Somos todos herdeiros de um sistema político clientelista, cuja compra de votos foi sempre a regra e não a exceção, inclusive para o estabelecimento da reeleição em proveito próprio, como fez Fernando Henrique Cardoso e seu escudeiro Sérgio Motta.
Como o papel aceita tudo, nada mais fácil hoje em dia para os que detêm o poder da informação que levantar calúnias e mentiras contra seus adversários, mesmo que existam aqui e ali alguns deslizes praticados pelos acusados, mas que os próprios acusadores já cometeram algum dia (alguns até mais graves do que os culpados de hoje). E falam todos de boca cheia contra a grande crise de ética no país em defesa da democracia e da liberdade de imprensa. E a entrega da Vale do Rio Doce a preço aviltante? E a maracutaia Abril-TVA? E a CPI do Banestado? E as concorrências públicas no Estado de São Paulo?

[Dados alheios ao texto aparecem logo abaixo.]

PR #6339, opened 2024-08-16
fix(api,application-generic): assign user to logger context

ChmaraX:
Currently, when we try to log something before the request completes, we don't have the user object and other properties present in the log because they're not yet available in the `customProps` context:

image

To assign custom properties and have them available for the entire request duration. we need to call `assign()` on a PinoLogger instance: https://github.com/iamolegga/nestjs-pino?tab=readme-ov-file#assign-extra-fields-for-future-calls  

image

Related EE PR: https://github.com/novuhq/packages-enterprise/pull/201

### DIFF
--- a/apps/api/src/app/rate-limiting/guards/throttler.guard.ts
+++ b/apps/api/src/app/rate-limiting/guards/throttler.guard.ts
@@ -177,7 +177,6 @@ export class ApiRateLimitInterceptor extends ThrottlerGuard implements NestInter
         apiServiceLevel
       )
     );
-    res.rateLimitPolicy = rateLimitPolicy;
 
     if (success) {
       return true;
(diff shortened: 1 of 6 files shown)


apps/api/src/app/rate-limiting/guards/throttler.guard.ts
```diff
@@ -174,15 +177,7 @@ export class ApiRateLimitInterceptor extends ThrottlerGuard implements NestInter
...
-    res.rateLimitPolicy = {
-      limit,
-      windowDuration,
-      burstLimit,
-      algorithm,
-      apiRateLimitCategory,
-      apiRateLimitCost,
-      apiServiceLevel,
-    };
+    res.rateLimitPolicy = rateLimitPolicy;
```
rifont: This line isn't required anymore, it was only used for the `customProps` downstream logging context. We should remove it.
```suggestion
```

rifont (approved):
💯

PR #6345, opened 2024-08-17
feat(web): Change UI state based on roles

denis-kralj-novu:
- Non admin in enterprise cannot regenerate apiKey
- Non Admin in enterprise cannot modify plan details

## Billing page for editor
image

## ApiKey page for editor
image

## Organization settings page for editor
image

## Organization team members page for editor
image

### DIFF
--- a/apps/web/src/components/providers/AuthProvider.tsx
+++ b/apps/web/src/components/providers/AuthProvider.tsx
@@ -39,6 +39,8 @@ export type AuthContextValue = UserState &
     redirectToSignUp: (params: { redirectURL?: string; origin?: string; anonymousId?: string }) => void;
     switchOrganization: (organizationId: string) => Promise<void>;
     reloadOrganization: () => Promise<{}>;
+    isCurrentUserAdministrator: boolean;
+    isCurrentUserEditor: boolean;
   };
 
 export const AuthProvider = ({ children }: { children: React.ReactNode }) => {
--- a/apps/web/src/ee/clerk/providers/EnterpriseAuthProvider.tsx
+++ b/apps/web/src/ee/clerk/providers/EnterpriseAuthProvider.tsx
@@ -9,6 +9,7 @@ import { useNavigate } from 'react-router-dom';
 import { useQueryClient } from '@tanstack/react-query';
 import { useSegment } from '../../../components/providers/SegmentProvider';
 import { ROUTES } from '../../../constants/routes';
+import { CLERK_ROLES } from './constants';
 
 const asyncNoop = async () => {};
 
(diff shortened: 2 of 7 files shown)


apps/web/src/ee/clerk/providers/EnterpriseAuthProvider.tsx
```diff
@@ -114,6 +115,9 @@ export const EnterpriseAuthProvider = ({ children }: { children: React.ReactNode
     [clerkOrganization]
   );
 
+  const isCurrentUserAdministrator = useMemo(() => (has ? has({ role: CLERK_ROLES.ADMINISTRATOR }) : false), [has]);
+  const isCurrentUserEditor = useMemo(() => (has ? has({ role: CLERK_ROLES.EDITOR }) : false), [has]);
```
antonjoel82, line 119:
```suggestion
  const isCurrentUserAdministrator = useMemo(() => (has?.({ role: CLERK_ROLES.ADMINISTRATOR }) ?? false), [has]);
  const isCurrentUserEditor = useMemo(() => (has?.({ role: CLERK_ROLES.EDITOR }) ?? false);
```

apps/web/src/components/providers/AuthProvider.tsx
```diff
@@ -39,6 +39,8 @@ export type AuthContextValue = UserState &
     redirectToSignUp: (params: { redirectURL?: string; origin?: string; anonymousId?: string }) => void;
     switchOrganization: (organizationId: string) => Promise<void>;
     reloadOrganization: () => Promise<{}>;
+    isCurrentUserAdministrator: boolean;
+    isCurrentUserEditor: boolean;
```
antonjoel82, line 43: I would recommend that this is where we should draw the distinction of Selectors in our code. Rather than bloating state with a number of flags (which will continue to come up), we can use functions that get the derived data based on the state. 

Then you would use some like `selectIsCurrentUserAdmin` instead.

antonjoel82 (approved):
Approving for now since this seems fine, but I do want to call-out that moving towards selectors for derived data is a cleaner, more extensible pattern. If we decide to do it in a follow-up ticket, can you please attach the Linear ticket?

apps/web/src/components/providers/AuthProvider.tsx
denis-kralj-novu: so if I understand correctly, the point is not to bloat the state to have this count of flags but instead supply just one function that can ask "is this user of this role"? That does seem like a good approach.

I fail to see how `selectIsCurrentUserAdmin` would help with that though, because then I am switching a flag for a function.

The way I understood the suggestion is that I can have a this function in the auth state:
```js
// signature
isCurrentUserInRole(role: string)

// call
const { isCurrentUserInRole } = useAuth();
...
isCurrentUserInRole(CLERK_ROLES.ADMINISTRATOR)

```
Am I understanding the suggestion correctly?

PR #6354, opened 2024-08-19
fix(api, shared, application-generic): Replace branded types with `string` type

rifont:

* Replace branded string types with `string` type
  * The previous attempt at branded typing actually had no effect due to using only `string` typings as the brand instead of applying a computed property with a type guard ([as documented here](https://egghead.io/blog/using-branded-types-in-typescript)). Therefore the brands were not actually having any effect
  * Branded types are not compatible with Nest.js SWC compiler due to SWC's lack of Typescript support. All types must be declared in ES modules that are reachable by Nest.js through `metadata.ts`, this wasn't the case for the branded types which lived in `@novu/shared`.

### Screenshots

_**BEFORE** - Topic DTOs showing incorrect `object` typings_
image

_**AFTER** - Topic DTOs now have expected `string` typings instead of `object`_
image

<details>

</details>


apps/api/src/app/inbox/dtos/update-all-notifications-request.dto.ts
```diff
@@ -1,8 +1,6 @@
 import { IsArray, IsOptional, IsString } from 'class-validator';
 
-import type { NotificationFilter } from '../utils/types';
-
-export class UpdateAllNotificationsRequestDto implements Pick<NotificationFilter, 'tags'> {
+export class UpdateAllNotificationsRequestDto {
```
rifont, line 3: `Pick`, `Omit` and other helper generic types are also incompatible with Nest.js' SWC metadata.

jainpawan21 (approved):

PR #6359, opened 2024-08-20
feat(api): expose organization usage; improve performance

ChmaraX:
Description in related PR: https://github.com/novuhq/packages-enterprise/pull/206

### DIFF
--- a/apps/api/src/app/testing/billing/quota-throttler.guard.e2e-ee.ts
+++ b/apps/api/src/app/testing/billing/quota-throttler.guard.e2e-ee.ts
@@ -1,8 +1,8 @@
 import { UserSession } from '@novu/testing';
 import { expect } from 'chai';
 import sinon from 'sinon';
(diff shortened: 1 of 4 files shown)


apps/api/src/app/testing/billing/quota-throttler.guard.e2e-ee.ts
```diff
@@ -1,8 +1,8 @@
 import { UserSession } from '@novu/testing';
 import { expect } from 'chai';
 import sinon from 'sinon';
-import { EvaluateEventResourceLimit } from '@novu/ee-billing';
 import { ApiServiceLevelEnum } from '@novu/shared';
+import { GetEventResourceLimit } from 'enterprise/packages/billing/dist';
```
rifont: ❓ **question:** Is this new absolute import path a mistake? We should prefer to use the NPM package name import.‏

rifont (approved):
🏎️

PR #6360, opened 2024-08-20
feat(js): Pixel perfect implementation

desiprisg:
### Screenshots

<details>

</details>


LetItRock (changes requested):
:( 

Screenshot 2024-08-22 at 18 43 04

desiprisg:
@LetItRock  I think this is the result of the issue we were talking about. There's an issue with the `build:watch` script. I keep getting the behaviour too. I think you'll see that some classes don't correspond to styles when inspecting. You'll need to build from scratch locally.

LetItRock:
> @LetItRock I think this is the result of the issue we were talking about. There's an issue with the `build:watch` script. I keep getting the behaviour too. I think you'll see that some classes don't correspond to styles when inspecting. You'll need to build from scratch locally.

ok, it's weird, I tested it the first time by rebuilding everything, but now I don't see the issue anymore.

LetItRock (approved):
awesome! 🙌

PR #6361, opened 2024-08-20
fix(web): Re-render for clerk component breaks error reporting

scopsy:

Remove the function definitions from outside of the component, since each rerender recreated the whole component structure, since the garbage collector deleted the function from memory. 

### Screenshots

CleanShot 2024-08-20 at 18 18 57@2x

<details>

</details>


denis-kralj-novu (approved):
tried to sign in with a non existing email, got the error message, works, 🚢 it!

PR #6362, opened 2024-08-20
fix(js,react): inbox custom bell unread count not updating

LetItRock:
Fixed the issue with the custom bell unread count value not being updated.

Additionally in this PR, I did a few updates to the playground app:
- updated the custom notification item example
- added the case of using the custom popover component
- added the case for the custom Novu theme

### Screenshots

https://github.com/user-attachments/assets/2bc71c70-264a-44fe-8f74-c91a3c629221

https://github.com/user-attachments/assets/083525b0-8ad1-4693-8509-078564eb5f6d


packages/js/src/ui/components/Notification/DefaultNotification.tsx
```diff
@@ -200,9 +200,9 @@ export const DefaultNotification = (props: DefaultNotificationProps) => {
           </div>
         </div>
         <Show when={props.notification.subject}>
-          <p class={style('notificationSubject', 'nt-font-semibold')}>{props.notification.subject}</p>
+          <p class={style('notificationSubject', 'nt-text-start nt-font-semibold')}>{props.notification.subject}</p>
         </Show>
-        <p class={style('notificationBody')}>{props.notification.body}</p>
+        <p class={style('notificationBody', 'nt-text-start')}>{props.notification.body}</p>
```
LetItRock, line 207: the subject and content text of the notification should be aligned to "start" which supports RTL text

packages/js/src/ui/components/Notification/Notification.tsx
```diff
@@ -1,21 +1,30 @@
...
 export const Notification = (props: NotificationProps) => {
+  let ref: HTMLDivElement;
+
+  createEffect(() => {
+    const unmount = props.renderNotification?.(ref, props.notification);
+
+    onCleanup(() => {
+      unmount?.();
+    });
+  });
```
LetItRock: this is the fix for the same case in the custom notification item, but I'll explain the reasoning in the bell component

packages/js/src/ui/components/elements/Bell/Bell.tsx
```diff
@@ -1,19 +1,31 @@
...
+  let ref: HTMLDivElement;
   const { totalUnreadCount } = useTotalUnreadCount();
 
+  createEffect(() => {
+    const unmount = props.renderBell?.(ref, totalUnreadCount());
+
+    onCleanup(() => {
+      unmount?.();
+    });
+  });
```
LetItRock: The reasoning: before we were just mounting the bell component in the `onMount` hook, but we need also to rerender it when the `totalUnreadCount` changes. The `createEffect` is called on mount and also when signals are updated and it is exactly what we need to use instead.

I thought about splitting it into `mountBell` and `updateBell` but didn't decide to do that because:
- it causes multiple re-renders on the react side because `onMount` and `createEffect` called after each other
- on the React side we don't differentiate mounts/updates as there is just one callback `renderBell`, which renders the ReactNode and updates the state

I've removed the `ExternalElementMounter` from here because the "update" phase is specific to this component and I'm not sure if we can generalize it.

LetItRock: Also, I renamed the props so they reflect better now what that function is used for.

playground/nextjs/src/components/Header.tsx
```diff
@@ -13,6 +13,8 @@ const LINKS: LinkType[] = [
   { href: '/render-notification', label: 'Render Notification' },
   { href: '/preferences', label: 'Preferences' },
   { href: '/notifications', label: 'Notifications' },
+  { href: '/novu-theme', label: 'Novu Theme' },
+  { href: '/custom-popover', label: 'Custom Popover' },
```
LetItRock, line 17: two new examples in the playground

playground/nextjs/src/pages/render-notification/index.tsx
```diff
@@ -10,11 +10,26 @@ export default function Home() {
         {...novuConfig}
         renderNotification={(notification) => {
           return (
-            <div className="flex gap-2 flex-nowrap items-start self-stretch my-1 p-2 hover:bg-slate-200">
-              <div className="rounded-full w-8 h-8 overflow-hidden border border-cyan-200">Avatar</div>
+            <div
```
LetItRock, line 13: added this example to be sure that the `renderNotification` callback is called with the new value

packages/js/src/ui/components/Inbox.tsx
```diff
@@ -14,8 +14,8 @@ import { Button, Popover } from './primitives';
 
 export type InboxProps = {
   open?: boolean;
-  mountNotification?: NotificationMounter;
-  mountBell?: BellMounter;
+  renderNotification?: NotificationRenderer;
+  renderBell?: BellRenderer;
```
desiprisg, line 18: ⚠️ In the JS level, this is a mount method, not a render method. I think we should keep the names as they were. This also makes more sense to be explored in a new PR, or separate discussion.

packages/js/src/ui/components/elements/Bell/Bell.tsx
desiprisg: I understand what you're saying. Essentially, we want the mounter to be reactive.
I think what you've done here is the same as just having `createEffect` inside the mounter, right?

desiprisg (changes requested):
Let's please reserve this PR just for the fix, and I think we should be using the mounter. Let's discuss.

LetItRock:
> Let's please reserve this PR just for the fix, and I think we should be using the mounter. Let's discuss.

@desiprisg I'll address all the questions/concerns on the Slack with you ;)

packages/js/src/ui/components/ExternalElementRenderer.tsx
```diff
@@ -0,0 +1,26 @@
+import { onCleanup, createEffect, ParentProps } from 'solid-js';
+
+type ExternalElementMounterProps = ParentProps<{
+  render: (el: HTMLDivElement) => () => void;
+}>;
+
+export const ExternalElementRenderer = ({ render, ...rest }: ExternalElementMounterProps) => {
```
LetItRock, line 7: renamed the file and component accordingly to what we agreed

BiswaViraj (approved):

PR #6370, opened 2024-08-21
fix(js): Rerender custom components provided when data changes

desiprisg:

This sounds like it would cause a remount each time (cause of the name) but it actually doesn't.
Essentially the flow is:
* render function provided in react
* react package creates a `mountX` method based on that function
  * the `mountX` method essentially adds the element to the map of rendered elements in the react <Renderer />
* novu-js executes the `mountX` method on its element.
  * This element wraps the custom component and remains the same even if it is remounted.
* Since that element is the key for the map inside the `<Renderer />` , remounting acts as a recomputation of the rendered component, or a rerender.
  * Running mountX essentially executes the (data) => JSX in the `<Renderer />` in react. It's like doing `<>{renderX(data)}</>`
  
I've added an enter animation on the custom bell so it's visible that the (react) mount only happens once.
### Screenshots

<details>

</details>

### DIFF
--- a/packages/js/src/ui/components/ExternalElementMounter.tsx
+++ b/packages/js/src/ui/components/ExternalElementMounter.tsx
@@ -1,4 +1,4 @@
-import { onCleanup, onMount, ParentProps } from 'solid-js';
+import { createEffect, onCleanup, ParentProps } from 'solid-js';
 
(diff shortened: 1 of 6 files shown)


LetItRock:
As we agreed, I'm closing this one and will move the changes into my PR.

Como diria o velho Nietzsche: “ao que serve essa moral?”. Que privilégios estão por detrás desta postura? O que querem os arautos da nova onda moralizadora do “cansei”? O que quer a grande imprensa? O mesmo que queriam os da marcha da família em 64: manter seus privilégios à custa da miséria e ignorância de muitos.
Hipocrisia, fingimento, impostura. Os mesmos que enriqueceram usando o que deveria ser público agora se revoltam quando o poder público se volta para os que nada tem.